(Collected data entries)

::::::::::

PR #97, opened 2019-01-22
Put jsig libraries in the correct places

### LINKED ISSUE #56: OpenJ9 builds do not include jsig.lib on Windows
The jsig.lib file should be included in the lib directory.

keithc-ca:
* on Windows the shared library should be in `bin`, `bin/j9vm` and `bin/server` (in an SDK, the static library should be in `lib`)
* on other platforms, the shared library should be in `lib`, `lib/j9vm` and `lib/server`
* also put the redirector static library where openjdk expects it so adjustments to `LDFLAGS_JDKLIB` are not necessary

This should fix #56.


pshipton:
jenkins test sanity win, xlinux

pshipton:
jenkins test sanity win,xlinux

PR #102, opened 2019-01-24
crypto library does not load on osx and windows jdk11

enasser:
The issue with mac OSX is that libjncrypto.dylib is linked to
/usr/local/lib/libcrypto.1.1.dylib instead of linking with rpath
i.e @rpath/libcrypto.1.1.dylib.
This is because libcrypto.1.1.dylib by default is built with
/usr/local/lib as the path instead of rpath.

::::::::::

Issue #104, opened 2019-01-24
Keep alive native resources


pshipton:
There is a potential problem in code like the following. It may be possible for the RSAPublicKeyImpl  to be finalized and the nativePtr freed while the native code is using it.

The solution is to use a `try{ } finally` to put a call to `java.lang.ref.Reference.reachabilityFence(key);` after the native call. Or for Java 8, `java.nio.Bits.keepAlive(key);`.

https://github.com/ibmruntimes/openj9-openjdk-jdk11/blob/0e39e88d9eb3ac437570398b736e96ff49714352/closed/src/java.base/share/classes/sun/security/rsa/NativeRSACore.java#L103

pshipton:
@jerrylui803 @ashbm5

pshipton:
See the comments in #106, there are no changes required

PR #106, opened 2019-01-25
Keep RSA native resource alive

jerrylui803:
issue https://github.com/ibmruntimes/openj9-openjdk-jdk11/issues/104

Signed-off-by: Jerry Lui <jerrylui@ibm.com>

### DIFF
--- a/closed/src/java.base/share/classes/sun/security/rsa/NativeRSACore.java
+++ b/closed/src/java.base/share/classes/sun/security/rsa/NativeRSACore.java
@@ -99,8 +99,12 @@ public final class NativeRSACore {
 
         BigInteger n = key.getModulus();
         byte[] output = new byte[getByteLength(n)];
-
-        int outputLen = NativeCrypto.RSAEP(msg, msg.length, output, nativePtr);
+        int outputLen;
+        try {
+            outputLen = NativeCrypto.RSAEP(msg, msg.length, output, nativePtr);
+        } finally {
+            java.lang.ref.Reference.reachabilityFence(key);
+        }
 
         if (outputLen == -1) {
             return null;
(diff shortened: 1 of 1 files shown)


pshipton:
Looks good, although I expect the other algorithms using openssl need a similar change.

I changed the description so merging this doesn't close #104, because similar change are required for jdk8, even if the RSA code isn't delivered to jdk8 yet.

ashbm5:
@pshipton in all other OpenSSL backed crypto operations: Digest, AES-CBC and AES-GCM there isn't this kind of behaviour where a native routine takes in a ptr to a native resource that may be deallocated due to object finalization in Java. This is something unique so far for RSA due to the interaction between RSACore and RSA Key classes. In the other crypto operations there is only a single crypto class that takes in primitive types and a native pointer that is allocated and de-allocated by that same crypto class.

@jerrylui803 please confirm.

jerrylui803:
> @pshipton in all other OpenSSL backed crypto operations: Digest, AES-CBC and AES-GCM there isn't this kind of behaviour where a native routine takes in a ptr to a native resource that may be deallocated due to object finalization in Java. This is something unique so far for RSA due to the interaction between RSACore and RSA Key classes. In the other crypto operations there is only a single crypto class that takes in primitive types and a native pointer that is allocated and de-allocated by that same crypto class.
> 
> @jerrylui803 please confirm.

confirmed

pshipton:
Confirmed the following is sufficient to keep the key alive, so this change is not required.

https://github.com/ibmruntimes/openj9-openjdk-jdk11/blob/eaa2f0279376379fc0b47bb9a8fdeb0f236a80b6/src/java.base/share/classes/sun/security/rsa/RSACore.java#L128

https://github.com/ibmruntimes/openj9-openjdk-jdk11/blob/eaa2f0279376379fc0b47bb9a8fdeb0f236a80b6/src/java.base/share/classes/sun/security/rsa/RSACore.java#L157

::::::::::

REQUIRED ACTION: The lines that contain the word "NativeCrypto" are wanted; copy each of them from the records.

EXPECTED OUTPUT:
-        int outputLen = NativeCrypto.RSAEP(msg, msg.length, output, nativePtr);
+            outputLen = NativeCrypto.RSAEP(msg, msg.length, output, nativePtr);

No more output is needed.